== Work to be completed ==
The answer should contain all of the data, retyped without any alteration.

== Supplied material ==
PR #2904, opened 2025-01-31
Updated Get Applications logic

daveawc:
Previously if a user with ASSESSOR role called the getApplications endpoint, it would return all applications in a region. This endpoint now returns all applications that were created by the user.


muhammad-elabdulla (approved):
LGTM

PR #2907, opened 2025-01-31
APS-1796 Re-enable concurrent process of delius import

davidatkinsuk:
This commit makes fixes to the seed job concurrent procesisng to avoid memory issues, and subsequently re-enables concurrent processing for the `CAS1 Improt Delius Referrals Seed Job`.

The fix uses a semaphore to ensure there are only 5 processing or pending co-routines at any moment in time when processing the CSV. We found that if a coroutine was created for every row in the CSV immediately we encountered out of memory exceptions. Note that the import CSV file has 298132 rows.

If we to use a CSV reader that allowed us to stream the CSV rows instead of loading them all in to memory, this restricton may not be required.

The commit also configures locally ran instances of the service to have the same heap space as production (512MB)

### DIFF
--- a/build.gradle.kts
+++ b/build.gradle.kts
@@ -130,7 +130,7 @@ tasks.register("bootRunLocal") {
   doFirst {
     tasks.bootRun.configure {
       systemProperty("spring.profiles.active", "local")
-      jvmArgs("-agentlib:jdwp=transport=dt_socket,server=y,suspend=n,address=32323")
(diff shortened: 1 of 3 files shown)


gregkhawkins (approved):

gregkhawkins:
thanks for the detailed explanation on the PR desc - may have struggled with that a little otherwise :)

davidatkinsuk:
> thanks for the detailed explanation on the PR desc - may have struggled with that a little otherwise :)

on reflection i think this may be a case where a comment in the code may be useful. i'll add it in

PR #2908, opened 2025-01-31
Departure reasons and Breach/recall changes

gregkhawkins:
JIRA: https://dsdmoj.atlassian.net/browse/APS-1869

**PR includes**
* Update departure reasons data inline with new parent and child options
* Add sort by name to the find query so that they are ordered when consumed by the front-end

**Screenshots after changes**

Screenshot 2025-01-31 at 14 33 47

Screenshot 2025-01-31 at 14 33 58


src/test/kotlin/uk/gov/justice/digital/hmpps/approvedpremisesapi/factory/PersistedFactory.kt
```diff
@@ -34,6 +34,15 @@ class PersistedFactory<EntityType : Any, PrimaryKeyType : Any, FactoryType : Fac
...
   }
 
+  fun produceAndSortAndPersistMultiple(amount: Int, configuration: FactoryType.() -> Unit, comparator: Comparator<EntityType>): List<EntityType> {
+    val factory = factoryProducer()
+    configuration(factory)
+    val producedAndSortedEntities = (1..amount).map {
+      factory.produce()
+    }.sortedWith(comparator)
+    return repository.saveAllAndFlush(producedAndSortedEntities)
+  }
```
gregkhawkins, line 44: hope this is not too radical just want a way to sort before persist so that we can do this the opposite way to what we expect to come back from the query. Hopefully a re-usable way to test the sort.
Let me know if not a fan :)

src/main/resources/db/migration/all/20250130153425__update_departure_reasons.sql
```diff
@@ -0,0 +1,15 @@
+-- changes to departure reason parent options
+UPDATE departure_reasons SET name = 'Absconded' WHERE id = 'ea6f21d9-e658-487f-9765-d8b09187df93'::uuid; -- updates "Absconded, still at large" -> "Absconded"
+DELETE FROM departure_reasons WHERE id = '1ecc1a09-725f-44d8-b03b-314d1ff4da62'::uuid; -- deletes "Other"
+
+-- changes to departure reason child options (for "Breach/Recall" parent)
+DELETE FROM departure_reasons WHERE id = '012f21fa-1c46-4dca-ab8d-2e73cbe5ec84'::uuid; -- deletes "Breach/Recall > Other"
+DELETE FROM departure_reasons WHERE id = '6761f2a5-4a83-4c2b-a9c8-d6906a7f6e8d'::uuid; -- deletes "Breach/Recall > House rules"
```
davidatkinsuk, line 7: we typically can't delete existing entries because they may already be linked to bookings in production. In this case, set `is_active` to false instead of deleting the entries

gregkhawkins: will do!

davidatkinsuk (approved):
LGTM, just one comment to address 👍

PR #2910, opened 2025-01-31
CAS-486 Remove duplicate calls to delius when getting applications

muhammad-elabdulla:
This PR is to remove duplicate calls to delius to check if the user have access to the applications when calling Get `/applications` api endpoint


davidatkinsuk (approved):
LGTM 👍

PR #2911, opened 2025-01-31
Create e2e test workflow

Rosie-Brigham:
Adding an experimental GH actions workflow that runs on HMPPS runner that may be able to run our E2E tests, on any branch, without merging into main.

This is entirely experimental at this moment, and which may not work.

Planning to get playwite working first and then getting to cypress.
Alas, this has to be deployed to main to check wether it works, BUT once it does - we should not have to merge to main to run our e2e tests. 🤞 🤞🤞


davidatkinsuk:
closing this as we're now fully migrated to github actions

PR #2913, opened 2025-01-31
feat: adds cas2v2 to the swagger doc as sections

tobybatchmoj:


src/main/kotlin/uk/gov/justice/digital/hmpps/approvedpremisesapi/swagger/SwaggerConfiguration.kt
```diff
@@ -74,6 +74,33 @@ class SwaggerConfiguration {
...
+  }
+
+  @Bean
+  fun cas2v2DomainEvents(): GroupedOpenApi {
+    return GroupedOpenApi.builder()
+      .group("CAS2v2DomainEvents")
+      .displayName("CAS2v2 Domain Events")
+      .pathsToMatch("/**/events/cas2v2/**")
+      .build()
+  }
```
davidatkinsuk, line 102: i don't think you're going to have any v2 specific domain event so i don't think this is required?

src/main/kotlin/uk/gov/justice/digital/hmpps/approvedpremisesapi/swagger/SwaggerConfiguration.kt
```diff
@@ -74,6 +74,33 @@ class SwaggerConfiguration {
...
   }
 
+  @Bean
+  fun cas2v2ALL(): GroupedOpenApi {
+    return GroupedOpenApi.builder()
+      .group("CAS2v2ALL")
+      .displayName("CAS2v2 All")
+      .pathsToMatch("/**/cas2v2/**")
+      .build()
+  }
```
davidatkinsuk, line 84: we decided a few days ago to drop having multiple versions of each CASs API here because the initialisation of this stuff is _really_ slow. Therefore, i don't think we need cas2v2ALL()

See https://github.com/ministryofjustice/hmpps-approved-premises-api/pull/2886/files

davidatkinsuk (approved):
LGTM, just a few comments based upon some very recent changes on main

PR #2993, opened 2025-02-17
Disable premise overbooking banner

davidatkinsuk:


src/main/kotlin/uk/gov/justice/digital/hmpps/approvedpremisesapi/service/cas1/Cas1PremisesService.kt
```diff
@@ -58,7 +58,7 @@ class Cas1PremisesService(
   private fun buildOverBookingSummary(premises: ApprovedPremisesEntity): List<Cas1OverbookingRange> {
     val premisesCapacitySummary = spacePlanningService.capacity(
       premises,
-      range = DateRange(LocalDate.now(), LocalDate.now().plusWeeks(OVERBOOKING_RANGE_DURATION_WEEKS)),
+      rangeInclusive = DateRange(LocalDate.now(), LocalDate.now().plusWeeks(OVERBOOKING_RANGE_DURATION_WEEKS).minusDays(1)),
```
gregkhawkins, line 61: should we test this shift to inclusiveness? Can't see anything related in unit or int test

gregkhawkins (approved):

src/main/kotlin/uk/gov/justice/digital/hmpps/approvedpremisesapi/service/cas1/Cas1PremisesService.kt
davidatkinsuk: it always was inclusive, i just renamed to clarify behaviour incase we want to re-enable this

gregkhawkins: but we are adding `.minusDays(1)),` which is new. Does that not have an impact?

== Reply to the exercise ==
PR #2904, opened 2025-01-31
Updated Get Applications logic

daveawc:
Previously if a user with ASSESSOR role called the getApplications endpoint, it would return all applications in a region. This endpoint now returns all applications that were created by the user.


muhammad-elabdulla (approved):
LGTM

PR #2907, opened 2025-01-31
APS-1796 Re-enable concurrent process of delius import

davidatkinsuk:
This commit makes fixes to the seed job concurrent procesisng to avoid memory issues, and subsequently re-enables concurrent processing for the `CAS1 Improt Delius Referrals Seed Job`.

The fix uses a semaphore to ensure there are only 5 processing or pending co-routines at any moment in time when processing the CSV. We found that if a coroutine was created for every row in the CSV immediately we encountered out of memory exceptions. Note that the import CSV file has 298132 rows.

If we to use a CSV reader that allowed us to stream the CSV rows instead of loading them all in to memory, this restricton may not be required.

The commit also configures locally ran instances of the service to have the same heap space as production (512MB)

### DIFF
--- a/build.gradle.kts
+++ b/build.gradle.kts
@@ -130,7 +130,7 @@ tasks.register("bootRunLocal") {
   doFirst {
     tasks.bootRun.configure {
       systemProperty("spring.profiles.active", "local")
-      jvmArgs("-agentlib:jdwp=transport=dt_socket,server=y,suspend=n,address=32323")
(diff shortened: 1 of 3 files shown)


gregkhawkins (approved):

gregkhawkins:
thanks for the detailed explanation on the PR desc - may have struggled with that a little otherwise :)

davidatkinsuk:
> thanks for the detailed explanation on the PR desc - may have struggled with that a little otherwise :)

on reflection i think this may be a case where a comment in the code may be useful. i'll add it in

PR #2908, opened 2025-01-31
Departure reasons and Breach/recall changes

gregkhawkins:
JIRA: https://dsdmoj.atlassian.net/browse/APS-1869

**PR includes**
* Update departure reasons data inline with new parent and child options
* Add sort by name to the find query so that they are ordered when consumed by the front-end

**Screenshots after changes**

Screenshot 2025-01-31 at 14 33 47

Screenshot 2025-01-31 at 14 33 58


src/test/kotlin/uk/gov/justice/digital/hmpps/approvedpremisesapi/factory/PersistedFactory.kt
```diff
@@ -34,6 +34,15 @@ class PersistedFactory<EntityType : Any, PrimaryKeyType : Any, FactoryType : Fac
...
   }
 
+  fun produceAndSortAndPersistMultiple(amount: Int, configuration: FactoryType.() -> Unit, comparator: Comparator<EntityType>): List<EntityType> {
+    val factory = factoryProducer()
+    configuration(factory)
+    val producedAndSortedEntities = (1..amount).map {
+      factory.produce()
+    }.sortedWith(comparator)
+    return repository.saveAllAndFlush(producedAndSortedEntities)
+  }
```
gregkhawkins, line 44: hope this is not too radical just want a way to sort before persist so that we can do this the opposite way to what we expect to come back from the query. Hopefully a re-usable way to test the sort.
Let me know if not a fan :)

src/main/resources/db/migration/all/20250130153425__update_departure_reasons.sql
```diff
@@ -0,0 +1,15 @@
+-- changes to departure reason parent options
+UPDATE departure_reasons SET name = 'Absconded' WHERE id = 'ea6f21d9-e658-487f-9765-d8b09187df93'::uuid; -- updates "Absconded, still at large" -> "Absconded"
+DELETE FROM departure_reasons WHERE id = '1ecc1a09-725f-44d8-b03b-314d1ff4da62'::uuid; -- deletes "Other"
+
+-- changes to departure reason child options (for "Breach/Recall" parent)
+DELETE FROM departure_reasons WHERE id = '012f21fa-1c46-4dca-ab8d-2e73cbe5ec84'::uuid; -- deletes "Breach/Recall > Other"
+DELETE FROM departure_reasons WHERE id = '6761f2a5-4a83-4c2b-a9c8-d6906a7f6e8d'::uuid; -- deletes "Breach/Recall > House rules"
```
davidatkinsuk, line 7: we typically can't delete existing entries because they may already be linked to bookings in production. In this case, set `is_active` to false instead of deleting the entries

gregkhawkins: will do!

davidatkinsuk (approved):
LGTM, just one comment to address 👍

PR #2910, opened 2025-01-31
CAS-486 Remove duplicate calls to delius when getting applications

muhammad-elabdulla:
This PR is to remove duplicate calls to delius to check if the user have access to the applications when calling Get `/applications` api endpoint


davidatkinsuk (approved):
LGTM 👍

PR #2911, opened 2025-01-31
Create e2e test workflow

Rosie-Brigham:
Adding an experimental GH actions workflow that runs on HMPPS runner that may be able to run our E2E tests, on any branch, without merging into main.

This is entirely experimental at this moment, and which may not work.

Planning to get playwite working first and then getting to cypress.
Alas, this has to be deployed to main to check wether it works, BUT once it does - we should not have to merge to main to run our e2e tests. 🤞 🤞🤞


davidatkinsuk:
closing this as we're now fully migrated to github actions

PR #2913, opened 2025-01-31
feat: adds cas2v2 to the swagger doc as sections

tobybatchmoj:


src/main/kotlin/uk/gov/justice/digital/hmpps/approvedpremisesapi/swagger/SwaggerConfiguration.kt
```diff
@@ -74,6 +74,33 @@ class SwaggerConfiguration {
...
+  }
+
+  @Bean
+  fun cas2v2DomainEvents(): GroupedOpenApi {
+    return GroupedOpenApi.builder()
+      .group("CAS2v2DomainEvents")
+      .displayName("CAS2v2 Domain Events")
+      .pathsToMatch("/**/events/cas2v2/**")
+      .build()
+  }
```
davidatkinsuk, line 102: i don't think you're going to have any v2 specific domain event so i don't think this is required?

src/main/kotlin/uk/gov/justice/digital/hmpps/approvedpremisesapi/swagger/SwaggerConfiguration.kt
```diff
@@ -74,6 +74,33 @@ class SwaggerConfiguration {
...
   }
 
+  @Bean
+  fun cas2v2ALL(): GroupedOpenApi {
+    return GroupedOpenApi.builder()
+      .group("CAS2v2ALL")
+      .displayName("CAS2v2 All")
+      .pathsToMatch("/**/cas2v2/**")
+      .build()
+  }
```
davidatkinsuk, line 84: we decided a few days ago to drop having multiple versions of each CASs API here because the initialisation of this stuff is _really_ slow. Therefore, i don't think we need cas2v2ALL()

See https://github.com/ministryofjustice/hmpps-approved-premises-api/pull/2886/files

davidatkinsuk (approved):
LGTM, just a few comments based upon some very recent changes on main

PR #2993, opened 2025-02-17
Disable premise overbooking banner

davidatkinsuk:


src/main/kotlin/uk/gov/justice/digital/hmpps/approvedpremisesapi/service/cas1/Cas1PremisesService.kt
```diff
@@ -58,7 +58,7 @@ class Cas1PremisesService(
   private fun buildOverBookingSummary(premises: ApprovedPremisesEntity): List<Cas1OverbookingRange> {
     val premisesCapacitySummary = spacePlanningService.capacity(
       premises,
-      range = DateRange(LocalDate.now(), LocalDate.now().plusWeeks(OVERBOOKING_RANGE_DURATION_WEEKS)),
+      rangeInclusive = DateRange(LocalDate.now(), LocalDate.now().plusWeeks(OVERBOOKING_RANGE_DURATION_WEEKS).minusDays(1)),
```
gregkhawkins, line 61: should we test this shift to inclusiveness? Can't see anything related in unit or int test

gregkhawkins (approved):

src/main/kotlin/uk/gov/justice/digital/hmpps/approvedpremisesapi/service/cas1/Cas1PremisesService.kt
davidatkinsuk: it always was inclusive, i just renamed to clarify behaviour incase we want to re-enable this

gregkhawkins: but we are adding `.minusDays(1)),` which is new. Does that not have an impact?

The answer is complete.